The movement from computers as distinct objects (e.g. desktops, laptops and PDA’s) to the integration of computers in the environment of human existence is known as ubiquitous or pervasive computing. The intelligent building, sometimes known as “domotics” (a neologism formed by the Latin domus and from derivation of the Czech robot into robotics ), can thus be defined as the use of technology and automation to buildings and architectonic spaces. Whether the implementation of a domotics system is done independently from the other systems in an intelligent building or the whole concept of use of information technology is coordinated in a central computer with specific software, the need to store data in a database for later query is unavoidable. The spatial character of any building and living environment coupled with the need for coordination with the everyday routines of its inhabitants make the database work like an image of the activities within the building. Examples of this kind of “everyware” (Greenfield 2004) at home include the intelligent refrigerator that automatically generates a shopping list based on its current content (or lack of content) and the preferences of the inhabitants; the intelligent vacuum cleaner that automatically cleans the house at convenient hours of the day; the intelligent heating and lighting system that automatically keeps the room temperature comfortable based on the inhabitants use patterns of the different parts of the house and which turns the light on and off as people are present in certain rooms. Similar examples apply to working environments where intelligent technologies learn and adapt to the patterns of the workers.
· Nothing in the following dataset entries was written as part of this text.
Issue #2739, opened 2021-06-11
Be able to export and load a certain addon settings/presets.


TheColaber:
This came from
> Exportable and importable color palettes for themes

mxmou:
Possible UI: there would be a "New preset" button at the end of the list of presets. Clicking it would open a modal showing the current settings of the addon. There would also be an input for the preset name. Once created, there would be edit and delete buttons next to the presets. Things I'm not sure about:
* Ideally it would be possible to reorder the custom presets. If so, there should be a larger margin between the last built-in preset and the first custom one.
* Should it be possible to add and edit presets in the popup?

TheColaber:
Great ideas. I think that the user should be told to go to the main settings page if they want to create presets. Sorta like what you get for trying to enable an addon with permissions.

Samq64:
> Ideally it would be possible to reorder the custom presets. If so, there should be a larger margin between the last built-in preset and the first custom one.

Another option could be to treat built-in presets as custom ones and let the user edit or even delete them.

mxmou:
> > Ideally it would be possible to reorder the custom presets. If so, there should be a larger margin between the last built-in preset and the first custom one.
> 
> Another option could be to treat built-in presets as custom ones and let the user edit or even delete them.

That would be possible, but it would make changing presets like #3839 did more difficult.

DNin01:
What if you could remove properties from the settings file to leave them as is? For instance, a settings file that only contains data of settings for the `dark-www` addon would only change anything in that addon - all other addons and settings would stay as they were configured before the import. This would allow users to, with some know-how, share presets of specific addons.

Just need to make the process more user-friendly and not sound like they're overwriting all of their settings even though it really wouldn't. It might also be more user-friendly to simply have some sort of import/export button on individual addons, for every addon that is thoroughly customizable, or some sort of preset manager.

WorldLanguages:
> It might also be more user-friendly to simply have some sort of import/export button on individual addons

Yes!

Samq64:
I've opened a PR to export and import the settings for an addon from a file but it would still be nice to have proper preset integration and use `chrome.storage` in the future.

> > Another option could be to treat built-in presets as custom ones and let the user edit or even delete them.
>
> That would be possible, but it would make changing presets like https://github.com/ScratchAddons/ScratchAddons/pull/3839 did more difficult.

[...]

PR #8472, opened 2025-07-25
Import and export individual addon's settings

Samq64:
See #2739

### Changes

Adds importing and exporting to addons with presets. This doesn't save custom presets to `chrome.storage`, only json files.

### Reason for changes

To be able to share themes without overwriting all the extension's settings.

### Tests

Tested on Firefox and Brave.

Todo:
- [x] Split dropdown styles from `addon-setting`
- [x] Close dropdown when clicking outside


webpages/settings/components/addon-body.js
```diff
@@ -54,6 +55,51 @@ export default async function ({ template }) {
...
+        const inputElem = Object.assign(document.createElement("input"), {
+          hidden: true,
+          type: "file",
+          accept: "application/json",
+        });
+        inputElem.addEventListener(
+          "change",
+          async (e) => {
+            const file = inputElem.files[0];
+            if (!file) {
```
Samq64: I copied this from `index.js`. Is there a case where this condition is met? Clicking cancel on the file picker doesn't trigger the `change` event.

mxmou:
I don't think these buttons will be used very often, so it might be better to put them into a dropdown:
image

webpages/settings/components/addon-body.js
WorldLanguages: Hmm, did you try all browser and OS combinations?
Keep the check to be consistent I guess. Kinda weird we have a translated string just for this potential edge case though.

WorldLanguages:
What should happen if I upload an addon configuration file into another addon? Can we provide a friendly error message for that case?

webpages/settings/components/addon-body.js
Samq64: It happens on both Firefox and Brave and leaks the input element so I've opened #8475

Samq64:
Right now this is duplicating a few functions and using styles directly from `addon-setting`. Should the dropdown be split into its own component, just the styles or left as it is?

mxmou:
> Right now this is duplicating a few functions and using styles directly from `addon-setting`. Should the dropdown be split into its own component, just the styles or left as it is?

The styles for `.addon-split-button-button` and `.addon-split-button-dropdown` are actually in `addon-body`, not `addon-setting`, so reusing them is fine. I'd remove the `.setting-table-dropdown` class though - it was meant for the table setting UI.

webpages/settings/components/addon-body.html
```diff
@@ -253,6 +267,10 @@
   [disabled] {
     cursor: initial !important;
   }
+  .addon-split-button {
+    align-self: flex-start;
```
mxmou: Not really important, but I think the `align-self` should stay specific to the table setting dropdown to make this class more reusable.

webpages/settings/components/addon-body.js
```diff
@@ -124,6 +177,13 @@ export default async function ({ template }) {
         this.$root.openRelatedAddons(this.addon);
         this.$root.blinkAddon(clickedAddon._addonId);
       },
+      toggleDropdown() {
+        this.isDropdownOpen = !this.isDropdownOpen;
+        this.$root.closePickers({ isTrusted: true }, null, {
+          callCloseDropdowns: false,
+        });
+        this.$root.closeResetDropdowns({ isTrusted: true }, this); // close other dropdowns
```
mxmou: This method should probably be renamed to `closeDropdowns` now that there's another kind of dropdown.

mxmou (approved):
Looks good, just a few small suggestions.

mxmou:
> What should happen if I upload an addon configuration file into another addon? Can we provide a friendly error message for that case?

We might also want to consider
1. a setting file for the whole extension being imported using an addon's Import settings option, and
2. an addon's setting file being imported using More Settings.

Currently, the "file is invalid" message is shown in both cases, which is fine, but I think it would be even better if the file was accepted. In the first case, other addons' settings should probably stay unchanged.

webpages/settings/index.js
```diff
@@ -261,9 +261,9 @@ let fuse;
       },
       closePickers(e, leaveOpen, { callCloseDropdowns = true } = {}) {
         this.$emit("close-pickers", leaveOpen);
-        if (callCloseDropdowns) this.closeResetDropdowns();
+        if (callCloseDropdowns) this.closeDropdowns();
       },
-      closeResetDropdowns(e, leaveOpen) {
+      closeDropdowns(e, leaveOpen) {
         this.$emit("close-reset-dropdowns", leaveOpen);
```
mxmou:
```suggestion
        this.$emit("close-dropdowns", leaveOpen);
```

webpages/settings/components/addon-body.html
Samq64: Could the style just be removed? Toggling it in devtools on 1.42 doesn't make a difference even in RTL.

Edit: I removed it

mxmou: Removing it makes the table setting dropdown appear hovered when the mouse is to the right of it:

split_button_align

webpages/settings/components/addon-body.html
```diff
@@ -19,11 +19,25 @@
...
+          >
+            <img src="../../images/icons/undo.svg" class="icon-type" draggable="false" />
+          </button>
+          <div v-click-outside="closeDropdowns">
+            <button class="addon-buttons addon-split-button-dropdown" @click="toggleDropdown">
+              <img src="../../images/icons/expand.svg" class="icon-type" draggable="false" />
+            </button>
+            <ul class="dropdown-list">
+              <li @click="importPreset">{{ msg('import') }}</li>
+              <li @click="exportPreset">{{ msg('export') }}</li>
```
mxmou: I've just noticed that the order here is different from the More Settings modal:

Image<br />

Image

mxmou (approved):

Samq64:
If an addon only has a single boolean or select setting it doesn't make sense to import or export its settings. Should the dropdown be removed from those addons or is it better to keep it for layout consistency?

And what about the popup? Originally I excluded the options there but changed that when switching to the dropdown design.

mxmou:
> If an addon only has a single boolean or select setting it doesn't make sense to import or export its settings. Should the dropdown be removed from those addons or is it better to keep it for layout consistency?

I think it's better to keep it consistent. Same with the popup - the dropdown button doesn't take up a lot of space, so there's no need to hide it.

These examples have an air of science fiction to them, and developers of technology for intelligent buildings can undoubtedly find inspiration in popular culture. Since the early twentieth century, comic books have enthusiastically explored the possibilities of intelligent technology at home and at work. Furthermore, the very same imaginative ideas have been the subject of satire within popular culture, e.g. Jacques Tati’s Academy Award-winning movie Mon Oncle (1958) that portrays the automated house as impersonal and, to some extent, unintentionally comical. However, the intelligent building is not only science fiction, since a number of adaptive technologies already today have been embedded in homes and workplaces, just as many others are apparently in development. The rationale behind the intelligent building is a vision of a more “natural” interaction with computers. In this way computers become less visible, if not invisible, as they become part of the surroundings rather than objects that need direct “instructions” through an interface. Thus, the intelligent building – home or workplace – is conceived as a caring environment where computers adapt to human existence rather than the other way around. However, this sympathetic idea raises important ethical questions. In order for the intelligent building to be an adaptive, caring environment, it needs to generate quite a lot of information about the behavior and lifestyle of the inhabitants. Basically, the perfect intelligent building needs to spy on everything that goes on within the walls of the home and the workplace. The generated information, which separately may seem “harmless”, will flow together and form a “data double” of the inhabitants and, as the intelligent building is connected to the outside world via the Internet, the invisible computation has the potential to make home and work life visible to the world.
The versatile character of surveillance – control, care and even entertainment (Albrechtslund & Dubbeld 2006) – is well-known within surveillance studies (Lyon 2001, 2003a, 2003b & 2003c) and this conception thus encompasses both negative aspects, such as the possible violation of civil rights, as well as the positive, enabling and entertaining features. Similarly, surveillance studies has a history of studying architecture (from the Panopticon to, now, the intelligent building) that distributes power, sorts individuals and changes the framework for ethical action. In this paper, I will lean on this tradition and study the intelligent building as a computationally altered architecture that fundamentally changes the basis of life and ethical action at home and at work. The surveillance potentials of the intelligent building seem to undermine the boundaries between public and private, between personal and social borders, and in a broader context they seem to transcend the traditional division of life into work, consumption and privacy. My ambition is to study this alteration and to describe its philosophical and ethical aspects. I am especially interested in how we can theorize about this kind of surveillance from an ethical perspective, and through case studies I will discuss and address the challenges on the way towards an ethics for new surveillance in living and working environments.